A small caveat, to begin with: those economic historians obsessed with numbers and stats may easily get frustrated that the book is furbished neither with tables on grain production by peasants, nor with graphs on meat consumption by aristocratic households. In other words, this book diverts from a long-established tradition of food history that has been “appropriated” by social and economic historians. It is, instead, an engaging histoire des mentalités, focusing on the material aspect of late-medieval food. Graphs, charts, and stats are replaced with proverbs, hagiographic stories, sermon anecdotes, and literary sources, supplemented with archaeological, material and iconographic evidence, wills and diet accounts, many of which were unearthed from various archives and brought to light and analyzed for the first time.

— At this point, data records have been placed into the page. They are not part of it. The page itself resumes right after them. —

PR #914, opened 2025-01-13
Set output directory for derivative datasinks

tsalo:
Closes none.

- Assign the `base_directory` for any datasinks to the output directory.
- Change `desc-image_qc.csv` to `desc-image_qc.tsv`. This is a breaking change.
- Write out `topupcsv.csv` (now called `desc-pepolar_qc.tsv`) to output directory.


tsalo:
I just need to fix the datasink for the topup qc file.

qsiprep/tests/data/dsdti_topup_outputs.txt
mattcieslak, line 1: is the pepolar_qc supposed to appear in this one?

tsalo: It looks like dsdti_topup is defined in the pytest markers but there's no corresponding test in the `tests/` folder.

tsalo: Also, is it weird that dsdti_nofmap is creating this file?

mattcieslak: I think in the previous setup, DSDTI_nofmap downloaded data that had fieldmaps, then deleted those fieldmaps in a script. So this new nofmap is actually running with a pepolar fieldmap

tsalo: We should probably run both versions of the test and add a BIDS filter file to ignore the field maps in the nofmap test.

tsalo: I'd rather push that for a separate PR though.

tsalo: Just opened #916 for this.

PR #918, opened 2025-02-19
Group DWI scans by MultipartID when available

### LINKED ISSUE #897: Add option to revert to old behaviour of grouping scans across different acquisitions?
## Summary

Hi, I have a dataset where some of the participants have multi-shell data split across multiple scans (one scan per b-value), and we used the `acq` entity to label them. For example the raw BIDS data would look something like this:
1. `sub-001_ses-1_acq-B0_dir-AP_run-01_dwi.nii.gz`
2. `sub-001_ses-1_acq-B0_dir-AP_run-02_dwi.nii.gz`
3. `sub-001_ses-1_acq-B0_dir-AP_run-03_dwi.nii.gz`
4. `sub-001_ses-1_acq-B0_dir-AP_run-04_dwi.nii.gz`
5. `sub-001_ses-1_acq-B0_dir-PA_run-01_dwi.nii.gz`
6. `sub-001_ses-1_acq-B1000_dir-PA_run-01_dwi.nii.gz`
7. `sub-001_ses-1_acq-B2000_dir-PA_run-01_dwi.nii.gz`
8. `sub-001_ses-1_acq-B700_dir-PA_run-01_dwi.nii.gz`

So there are four B0 scans in the AP direction, then 4 in the PA direction with b-values 0, 1000, 2000 and 700. All of them have accompanying `.bval`/`.bvec` files too.

PR #862 changed QSIPrep's behaviour to account for the `acq` tag during the distortion group definition. Unfortunately, this results in undesirable behaviour in 1.0.0rc1 in my case, where the scans are not being merged as expected. With 0.23.0 I was getting a single `desc-preproc_dwi.nii.gz` file, while with 1.0.0rc1 I am getting a `desc-preproc_dwi.nii.gz` file for each of the B1000, B2000, and B700 scans, and I think there was was an error for the B0 scans because only the JSON was produced (might be a related issue).

I understand the reasoning for grouping by `acq`, but would it be possible to add a flag that allows the user to revert to the old behaviour of ignoring the `acq` entity when defining the scan groups? 

Happy to create a PR for this if you could point me to the parts of the code to change.

tsalo:
Closes #897 and reverts #862.

- Modify `get_entity_groups` to use the `MultipartID` metadata field when available.
    - ~~If `MultipartID` is present for some files, but not others, then the function will treat all of the files without the field as belonging to the same group. Now that I think about it, we probably want them to be treated as belonging to separate groups, right? I can make that change depending on what @mattcieslak thinks.~~
    - If `MultipartID` is present for some files, but not others, then the function will treat each file without the field as belonging to its own group.
- Stop grouping by acquisition entity by default. If users want to apply more sophisticated grouping logic, they can use `MultipartID`.
- Test `get_entity_groups`'s  behavior on simulated datasets with and without `MultipartID`.

### DIFF
--- a/qsiprep/tests/test_utils_grouping.py
+++ b/qsiprep/tests/test_utils_grouping.py
@@ -76,18 +76,18 @@ def test_get_entity_groups_with_multipartid(tmpdir):
     entity_groups = grouping.get_entity_groups(layout, subject_data, combine_all_dwis=True)
     expected = [
         [
-            'sub-01_ses-01_dir-AP_acq-99dir_run-01_dwi.nii.gz',
-            'sub-01_ses-01_dir-AP_acq-98dir_run-02_dwi.nii.gz',
+            'sub-01_dir-AP_acq-99dir_run-01_dwi.nii.gz',
+            'sub-01_dir-AP_acq-98dir_run-02_dwi.nii.gz',
         ],
-        ['sub-01_ses-01_dir-AP_acq-99dir_run-03_dwi.nii.gz'],
+        ['sub-01_dir-AP_acq-99dir_run-03_dwi.nii.gz'],
     ]
     check_expected(entity_groups, expected)
 
     entity_groups = grouping.get_entity_groups(layout, subject_data, combine_all_dwis=False)
     expected = [
-        ['sub-01_ses-01_dir-AP_acq-99dir_run-01_dwi.nii.gz'],
-        ['sub-01_ses-01_dir-AP_acq-98dir_run-02_dwi.nii.gz'],
-        ['sub-01_ses-01_dir-AP_acq-99dir_run-03_dwi.nii.gz'],
+        ['sub-01_dir-AP_acq-99dir_run-01_dwi.nii.gz'],
+        ['sub-01_dir-AP_acq-98dir_run-02_dwi.nii.gz'],
+        ['sub-01_dir-AP_acq-99dir_run-03_dwi.nii.gz'],
     ]
     check_expected(entity_groups, expected)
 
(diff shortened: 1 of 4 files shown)


qsiprep/tests/test_utils_grouping.py
mattcieslak, line 1: This is awesome. I'm going to add a bunch more of these in a separate PR

qsiprep/utils/grouping.py
```diff
@@ -90,13 +96,28 @@ def get_entity_groups(layout, subject_data, combine_all_dwis):
...
+    grouping_method = 'entities'  # default is to group by entities
+    if any('MultipartID' in metadata for metadata in all_metadata):
+        grouping_method = 'metadata'
+
+    dwi_entities = {}
+    grouping_metadata = {}
+    for i_file, f in enumerate(all_dwis):
+        if grouping_method == 'metadata':
+            # One MultipartID in any DWI metadata file means we use MultipartID to group
+            # If a DWI has no MultipartID, it will be placed in a group by itself
```
mattcieslak, line 117: Do we want to do this or do we want to group all those without multipart IDs? I think your approach is the right one here - if they use multipart IDs at all, it means that the curator has thought about what should be grouped together and has not specified a group for dwis with no multipart ID.  On the other hand, this is a different behavior than the default for empty multipart IDs. I think this is fine though

mattcieslak (approved):
Much cleaner and straightforward approach to grouping. Thank you!!

qsiprep/utils/grouping.py
tsalo: I think it makes more sense to assume that only specifying MultipartIDs for some files means that the ones without that field should be considered independently, but it _is_ a change from the current behavior. The good thing is that the behavior will stay the same as long as no files have MultipartID.

I see it as somewhat analogous to IntendedFor. If you have IntendedFor pointing from the field maps to some of the DWI files, but other DWIs don't have anything intended for them, you should assume that the field maps shouldn't be applied to them.

mattcieslak: Great point. I agree

Issue #920, opened 2025-02-20
Diffusion run missing from final preprocessed output when using separate epi fieldmaps


valeriejill:
## Summary
When running qsiprep on BIDS data with 2 diffusion runs (both dwi runs in the same PE direction) and 2 b=0 epi fieldmaps (both fieldmap runs in the opposite direction to the dwi data), both diffusion runs appear to get processed, but only run-2 is actually in the preprocessed output file. The 2 diffusion runs were assigned separate b=0 epi fieldmaps.

## Additional details
- QSIPrep version: 1.0.0 (https://hub.docker.com/layers/pennlinc/qsiprep/1.0.0/images/sha256-ebbfe74b9d35df9fbe9873d383a5f11171b0411ae9a9098d330290884c7c853b)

Woolgar tells his narrative in an engaging manner. Each chapter and section is full of vivid examples, taken from various sources. Thus, in Chapter 2 “Cooking in the Countryside,” based primarily on coroners’ rolls, we learn about an unfortunate two-year child, who fell into a vessel full of ale at Baumber in Lincolnshire in 1354; about cooking habits of a Norfolk countrywoman accused of heresy in 1429; about a Lincolnshire man, who drowned in a creek in his failed attempts to recover an earthenware pot, in 1377. Likewise, Chapter 7, entitled “Civic Food Culture and the Guilds,” is centered around the culture of feast of the guild of the Holy Cross, Stratford-upon-Avon in the fifteenth century. Woolgar depicts the Stratford feast events with a remarkable detail, as if he was present there himself. Apart from “ordinary” kinds of food, the Stratford guild spent considerable amounts on “exotic” types of food, consisting mainly of expensive spices. Spices were, first and foremost, a symbol of prestige, and their acquisition and consumption reflected not only the conspicuous will of the Holy Cross guild to boost up its status, but also to exalt the honour of their town. In Chapter 9 “The Elite Table,” Woolgar takes us to dining conventions and traditions of high aristocracy. Here, Woolgar marries iconographic evidence with household accounts. The “elite table” tradition was both hierarchical and conspicuous, where lavish tableware played a special place. This is reflected in a long series of luxurious tools used during the dinner services of Queen Philippa in 1331-2 and dining goods left by Queen Dowager Isabella, upon her death in 1358.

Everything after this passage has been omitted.